Poor get poorer
AND the hardship is getting painful every time the president and his economic man agers and technocrats say this and that. Over the weekend, I visited a supermarket and two common wet markets in Bacolod and I was shocked to know that galunggong is P250 per kilogram (kg), other fish increases by P25 to P40kg, common vegetables by P15 to P20, garlic by P30, red onions by P25, and good rice P64 per kilo,
Cooking fuel increased by P4.00 per kg. Public transportation fare is now P9.00. Taxis increased their flag down by P4.50.
Gas and diesel fuels continue to soar, and it is likely it could register to as high as P65 per liter in the next few weeks.
Several small and medium businessmen and social entrepreneurs have expressed difficulties to cope with fast changes in market prices, including those with imports and exports.
They say they incur weekly losses in hundreds of thousands, and the current trend continues they might be forced to fold up.
Why are prices not controlled, regulated when we supposed to have a national price control council?
Why is this happening amid the administration's bragging of billions of investments, massive infrastructures construction, agriculture modernization, DTI and Tesda's job generation, and so on?
Well don't wait for the answers of government economic experts and communication strategists, they will tell you lies and lies. The answers are on the streets.
The government is losing control of our economy; keeps a blind eye and deaf ear to big capitalists killing our people, like modern day vampires.
The late nationalist economist Alejandro Lichauco said once that the government has abandoned its full responsibility to control everything.
Its IMF-World Bank dictated liberalization and deregulation policy has given private corporations to run our economy and state utilities with extreme greed and contempt against the poor.
The government has de-empowered itself and just watch callously and deafly the private capitalists squeezing every blood and sweat of our workers, farmers, fisher folks, indigenous peoples, low paid professionals, homeless, OFWs.
On the streets and highways, no concerned government agencies would ever care to check, control, and penalize violators among wet markets and mall operators, transport moguls, big restos and eateries, private trucking services hauling farm products...because many of their officials get grease money from the ravenous capitalists.

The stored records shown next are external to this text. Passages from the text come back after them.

PR #4841, opened 2025-09-05
feat(contracts): store lock files; impl CI check for ABIs

breathx:


ethexe/contracts/package.json
```diff
@@ -0,0 +1,5 @@
+{
+  "devDependencies": {
+    "@openzeppelin/upgrades-core": "^1.44.1"
```
StackOverflowExcept1on: https://github.com/OpenZeppelin/openzeppelin-foundry-upgrades/blob/update-gitignore/src/internal/Versions.sol
`^1.37.0`

StackOverflowExcept1on (approved):

PR #4842, opened 2025-09-05
refactor(ethexe): Make `TxPoolService` an actual service

ark0f:


ethexe/tx-pool/src/lib.rs
```diff
@@ -54,6 +69,46 @@ impl TxPoolService {
...
+
+impl Stream for TxPoolService {
+    type Item = TxPoolEvent;
+
+    fn poll_next(mut self: Pin<&mut Self>, _cx: &mut Context<'_>) -> Poll<Option<Self::Item>> {
+        if let Some(event) = self.events.pop_front() {
+            return Poll::Ready(Some(event));
+        }
+
+        Poll::Pending
```
techraed, line 114: shouldn't you use a waker to tell the runtime to wake when a new event has come?

techraed: I guess you can find an impl of that in commits of the PR which introduced the tx pool

ethexe/tx-pool/src/lib.rs
```diff
@@ -54,6 +77,48 @@ impl TxPoolService {
...
+            .context("Failed to validate offchain transaction")?;
+        let tx_hash = validated_tx.tx_hash();
+
+        // Set valid transaction
+        self.db.set_offchain_transaction(validated_tx.clone());
+
+        // Propagate transaction
+        self.events
+            .push_back(TxPoolEvent::PublishOffchainTransaction(validated_tx));
+        self.wake();
```
grishasobol, line 96: why do we need wake here? process_offchain_transaction is calling when new service event is processing, this means that it's guarantied that main service will poll all services after event processing

ark0f: The only reason is future tests

techraed: @grishasobol correct me If I'm wrong, but `tokio::select!` macro will poll all the futures/streams in each iteration of the loop of the service, but it only polls them when the tokio runtime thinks there might be a new data available.
If so, wake is necessary, as it tells to the runtime that the future is ready to progress (be polled).

techraed (approved):

ethexe/tx-pool/src/lib.rs
ark0f: > but it only polls them when the tokio runtime thinks there might be a new data available.

You're almost right. `tokio::select!()` checks the current task budget before it randomly polls the provided futures

PR #4846, opened 2025-09-08
refactor(core): Rework `Limited{Vec, Str}`

liferooter:


core/src/buffer.rs
```diff
@@ -76,7 +78,32 @@ where
...
+    }
+}
+
+impl From<LimitedVecError> for &'static str {
+    fn from(err: LimitedVecError) -> Self {
+        err.message()
+    }
+}
+
+impl Display for LimitedVecError {
```
ark0f: Can be replaced with `derive_more::Display`

core/src/buffer.rs
```diff
@@ -76,7 +78,32 @@ where
...
+pub struct LimitedVecError;
+
+impl LimitedVecError {
+    /// Returns a static error message.
+    pub const fn message(&self) -> &'static str {
+        "vector length limit is exceeded"
+    }
+}
+
+impl From<LimitedVecError> for &'static str {
```
ark0f: It's better to make it `into_static_str()` because such conversion is not obvious

core/src/buffer.rs
```diff
@@ -76,7 +78,32 @@ where
...
-impl<T: Clone + Default, E: Default, const N: usize> Debug for LimitedVec<T, E, N>
+/// Error type for limited vector overflowing.
+#[derive(Debug, Default, Clone, Copy, PartialEq, Eq)]
+pub struct LimitedVecError;
+
+impl LimitedVecError {
+    /// Returns a static error message.
+    pub const fn message(&self) -> &'static str {
+        "vector length limit is exceeded"
+    }
```
ark0f:
```suggestion
    const ERROR_MSG: &str = "vector length limit is exceeded";
```

core/src/buffer.rs
```diff
@@ -85,110 +112,188 @@ where
...
+}
+
+impl<T, const N: usize> TryFrom<Vec<T>> for LimitedVec<T, N> {
+    type Error = LimitedVecError;
+    fn try_from(vec: Vec<T>) -> Result<Self, Self::Error> {
+        Self::validate_len(vec.len()).map(|_| Self { inner: vec })
+    }
+}
+
+impl<T, const N: usize> AsRef<[T]> for LimitedVec<T, N> {
```
ark0f: `AsRef`, `Deref` and others can be replaced with corresponding `derive_more` macros too

ark0f (changes requested):

core/src/buffer.rs
liferooter: Adding associated constant is a good idea.

Having `message` method is convenient for usage in code where the error is mapped into its message. We have such places, e.g. https://github.com/gear-tech/gear/blob/8bde2a7182a1f73be7a055f60d508a9deb086dc1/pallets/gear/src/lib.rs#L578

core/src/limited/str.rs
```diff
@@ -1,6 +1,6 @@
 // This file is part of Gear.
 
-// Copyright (C) 2023-2025 Gear Technologies Inc.
+// Copyright (C) 2021-2025 Gear Technologies Inc.
```
ark0f: Start date should not be updated

core/src/limited/str.rs
```diff
@@ -16,58 +16,123 @@
...
+// MERCHANTABILITY or FITNESS FOR A PARTICULAR PURPOSE. See the
+// GNU General Public License for more details.
 
-        s.truncate(last_byte);
-    }
-}
+// You should have received a copy of the GNU General Public License
+// along with this program. If not, see <https://www.gnu.org/licenses/>.
+
+//! This module provides type for string with limited length.
```
ark0f: Duplicated license header. Should be removed

core/src/limited/str.rs
```diff
@@ -16,58 +16,123 @@
 // You should have received a copy of the GNU General Public License
 // along with this program. If not, see <https://www.gnu.org/licenses/>.
 
-//! String with limited length implementation
+//! This module provides type for string with statically limited length.
```
ark0f:
```suggestion
//! This module provides type for string with limited length.
```

Because it's limited in runtime too

core/src/limited/str.rs
```diff
@@ -16,58 +16,123 @@
...
+    pub fn truncated(s: &'a str) -> Self {
+        Self(s[..Self::cut_index(s, Self::MAX_LEN)].into())
+    }
+
+    /// Constructs a limited string from a [`String`]
+    /// truncating it if it's too long.
+    pub fn owned_truncated(mut s: String) -> Self {
+        s.truncate(Self::cut_index(&s, Self::MAX_LEN));
+        Self(s.into())
+    }
```
ark0f:
```suggestion
    pub fn truncated(s: impl Into<Cow<'a, str>>) -> Self {
        match s.into() {
        	// ...
        }
    }
```

Can be just one constructor

core/src/limited/str.rs
```diff
@@ -16,58 +16,123 @@
...
+    pub const MAX_LEN: usize = 1024;
+
+    /// Calculates safe truncation position to truncate
+    /// a string down to [`Self::MAX_LEN`] bytes or less.
+    fn cut_index(s: &str, pos: usize) -> usize {
+        (0..=pos.min(s.len()))
+            .rev()
+            .find(|&pos| s.is_char_boundary(pos))
+            .unwrap_or(0)
+    }
```
ark0f:
```suggestion
    /// Returns the nearest UTF-8 character boundary at or before `pos`
    fn nearest_char_boundary(s: &str, pos: usize) -> usize {
        (0..=pos.min(s.len()))
            .rev()
            .find(|&pos| s.is_char_boundary(pos))
            .unwrap_or(0)
    }
```

core/src/limited/str.rs
```diff
@@ -16,58 +16,123 @@
...
+    /// string literal small enough to fit the limit.
+    ///
+    /// Should be used only with static string literals.
+    /// In that case it can check the string length
+    /// in compile time.
+    ///
+    /// # Panics
+    ///
+    /// Can panic in runtime if the passed string is
+    /// not a static string literal and is too long.
```
ark0f, line 105:
```suggestion
    /// Constructs a limited string from a static
    /// string literal small enough to fit within the limit.
    ///
    /// # Panics
    ///
    /// Can panic in runtime if the passed string is too long.
```
String is static by signature itself

core/src/limited/str.rs
ark0f: Also `pos` can be removed because the parameter is always `Self::MAX_LEN`

core/src/limited/vec.rs
```diff
@@ -0,0 +1,363 @@
...
+    pub fn repeat(value: T) -> Self
+    where
+        T: Clone,
+    {
+        Self(vec![value; N])
+    }
+
+    /// Creates a new full limited vector by
+    /// repeatedly cloning `T::default()`.
+    pub fn repeat_default() -> Self
```
ark0f: `_default()` constructors can be removed as they are just wrappers about pretty simple expressions

core/src/limited/vec.rs
```diff
@@ -0,0 +1,363 @@
...
+
+        let p1 = hex::encode(&self[..e1]);
+        let p2 = hex::encode(&self[s2..]);
+        let sep = if e1 != s2 { ".." } else { "" };
+
+        if f.alternate() {
+            write!(f, "LimitedVec(0x{p1}{sep}{p2})")
+        } else {
+            write!(f, "0x{p1}{sep}{p2}")
+        }
```
ark0f: Can be replaced with `gprimitives::ByteSliceFormatter`

core/src/limited/str.rs
liferooter: That's how it was in `str.rs`, I didn't update anything.

core/src/limited/str.rs
liferooter: Fixed

core/src/limited/str.rs
liferooter: Done

core/src/limited/str.rs
liferooter: Static lifetime doesn't guarantee availability of the value in the constant context. The value still can be dynamic in many ways.

```rust
const fn func(s: &'static str) {
    todo!()
}

func(["a", "b", "c"].choose(&mut rng));

let s = String::leak(std::fs::read_file(FILE_PATH).unwrap());
func(s);
```

It would be nice to have lifetimes that can work backward, not only forward. But currently we don't.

If at all they do sometimes, it is for stupid image projection and nothing more.
Progressive economists and institutions led by Ibon research think tank have argued after the first Sona of the president that the administration's economic fundamentals have not departed from its predecessor's staunch adherence to neoliberal globalization, as such it is bound to suffer its worst crisis ever.
And another factor that fuels the exacerbation of this is the worsening corruption from Malacañang down to field offices.
So what can we expect from a corrupt government which has limited itself to tax collections, delivery of social services, giving of donations and favors, making self-serving legislation, looting public coffers?
The poor get poorer, indeed.
But history has repeatedly told us that the poor have their unique way of solving their problems caused by the ruling state in their own good time.
Certainly, theirs will tremble the hearts of the mighty.